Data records
PR #1166, opened 2015-07-29
[East Sussex] Fix menu overlapping intro, and highlighted item looking rubbish

stevenday:
Fixes https://github.com/mysociety/FixMyStreet-Commercial/issues/659 and a
related issue I noticed at the same time where the currently selected item in
the menu had different styling and so was smaller and out of line.

### DIFF
--- a/web/cobrands/eastsussex/base.scss
+++ b/web/cobrands/eastsussex/base.scss
@@ -59,7 +59,9 @@ h1.main {
     margin: 0 0 9px;
 }
 
-.mappage .application-nav, .twothirdswidthpage .application-nav {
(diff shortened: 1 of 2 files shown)


dracos:
The menu also overlaps on other pages, e.g. help page, alerts page, I think a more general solution is needed than just in `#front-main`, I'm afraid. However, thanks especially for including the comment in layout explaining what the CSS is doing there (note everyone – do this! All the time!)

stevenday:
@dracos - thanks for spotting that, I've added some extra css to account for those pages too (and removed an irregularity with the menu padding). Hopefully that's it dealt with everywhere.

dracos:
Looks good :)

PR #1167, opened 2015-07-30
[East Sussex] Stop the header scrolling off the screen on the map page

stevenday:
This is a bit of a hacky way to fix it, because the cobrand html/css is a bit
non-standard, but it does the trick I think.

Closes https://github.com/mysociety/FixMyStreet-Commercial/issues/542


dracos:
Does indeed seem to do the trick.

- Work to be completed
Restate word for word the entries above, starting at the line with "The menu also" and ending at the line with "dealt with everywhere.", inclusive, and no others.

- Task output
The menu also overlaps on other pages, e.g. help page, alerts page, I think a more general solution is needed than just in `#front-main`, I'm afraid. However, thanks especially for including the comment in layout explaining what the CSS is doing there (note everyone – do this! All the time!)

stevenday:
@dracos - thanks for spotting that, I've added some extra css to account for those pages too (and removed an irregularity with the menu padding). Hopefully that's it dealt with everywhere.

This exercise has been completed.